# Repository Guidelines

## Setup Checklist for New Contributors

- [ ] Install dev dependencies: `npm install`
- [ ] Install pre-commit hooks: `npm run secret-scan:install-hook`
- [ ] Apply GitHub labels: `gh label create priority/P0 --color B60205 --description "Critical"` (see .github/labels.yml for full list)
- [ ] Verify devcontainer: `devcontainer build --workspace-folder .`
- [ ] Run first tech-debt scan: `node scripts/tech-debt-scan.mjs`

## Purpose-First Doctrine

sf follows **spec-first TDD**: see [`docs/SPEC_FIRST_TDD.md`](docs/SPEC_FIRST_TDD.md) for the full constitution.

Iron Law:

```
THE TEST IS THE SPEC.  THE JSDOC IS THE PURPOSE.  CODE EXISTS TO FULFILL PURPOSE.

NO BEHAVIOR CHANGE WITHOUT A FAILING TEST FIRST.
NO COMPLETION WITHOUT A REAL CONSUMER.
NO JUDGMENT CALL WITHOUT A CONFIDENCE AND FALSIFIER.
```

Every artifact (slice plan, task plan, function, test, ADR) must answer:

- **why** this behaviour exists
- **what value** it creates or protects
- **who** uses it in production (real consumer, not just tests)
- **what breaks** if it returns the wrong answer

If any answer is missing: `BLOCKED: purpose unclear — [field]`. Surfacing the gap beats rationalising past it.

## Project Structure

This is a TypeScript monorepo with npm workspaces.
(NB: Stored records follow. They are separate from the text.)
PR #3094, opened 2021-04-06
Set default for use_signalfx to False. PAASTA-17097.

EvanKrall:
I'll plan to ship this on Thursday, after I've shipped the change to disable use_signalfx for most services.


nemacysts (approved):
looks like we might need to fix a test?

The main entry point is `dist/loader.js` (bin: `sf`).

- `src/` — Main CLI source (sf-run core, extensions, agents)
- `packages/` — Workspace packages (8 total): pi-tui, pi-ai, pi-agent-core, pi-coding-agent, daemon, mcp-server, native, rpc-client
- `web/` — Next.js web frontend (optional web host mode)
- `rust-engine/` — Rust N-API bindings for performance-critical operations
- `scripts/` — Build, dev, release, and CI helper scripts
- `tests/` — Fixtures, smoke tests, live tests, live-regression tests
- `docs/` — User guides and developer documentation
- `docker/` — Docker sandbox and builder configurations

## Build, Test, and Development Commands

```bash
# Full build (core + web)
npm run build

# Build core only (packages + tsc + resources)
npm run build:core

# Dev mode with hot reload
npm run dev

# Run all tests (unit + integration)
npm test

# Unit tests only
npm run test:unit

# Integration tests only
npm run test:integration

# Coverage check (Vitest V8 provider; thresholds: statements 40%, lines 40%, branches 20%, functions 20%)
npm run test:coverage

# Type check extensions (no emit)
npm run typecheck:extensions

# Native Rust build
npm run build:native

# Root lint checks (Biome over src/)
npm run lint
npm run lint:fix

# Web lint (Next.js ESLint; separate package)
npm --prefix web run lint

# Release workflow (changelog + version bump)
npm run release:changelog
npm run release:bump
```

## Coding Style & Naming Conventions

- **Language**: TypeScript with `"strict": true` enabled in all packages
- **Module resolution**: NodeNext
- **Target**: ES2022
- **Package manager**: npm (canonical; do not commit `bun.lock` or `pnpm-lock.yaml`)
- **Commit format**: Conventional Commits enforced via commit-msg hook
- **Branch naming**: `<type>/<short-description>` — e.g. `feat/new-command`, `fix/login-bug`
  - Types: `feat`, `fix`, `docs`, `chore`, `refactor`, `test`, `infra`, `ci`, `perf`, `build`, `revert`

### JSDoc Purpose Convention

Every exported function, type, class, and module-level constant opens with a JSDoc block whose first sentence is its **purpose** — the consumer-facing reason it exists. Not what it does (the signature shows that), but **why**.

```ts
/**
 * Acquire a unit claim atomically. Returns true on success, false if another worker
 * already holds an unexpired lease.
 *
 * Purpose: prevent two workers from dispatching the same unit when the run-lock is
 * unavailable (shared NFS, broken filesystem semantics) — the conditional UPDATE in
 * SQLite is the safety net.
 *
 * Consumer: auto-dispatch.ts when picking the next eligible unit per poll tick.
 */
export function claimUnit(unitId: string, leaseMs: number): boolean { ... }
```

Required for every exported symbol whose behaviour is non-trivial:

- **First line** — what it returns / does, in the present tense.
- **Purpose:** — why it exists; the value it protects.
- **Consumer:** — who calls it in production. If you can't name a consumer, the symbol shouldn't exist yet.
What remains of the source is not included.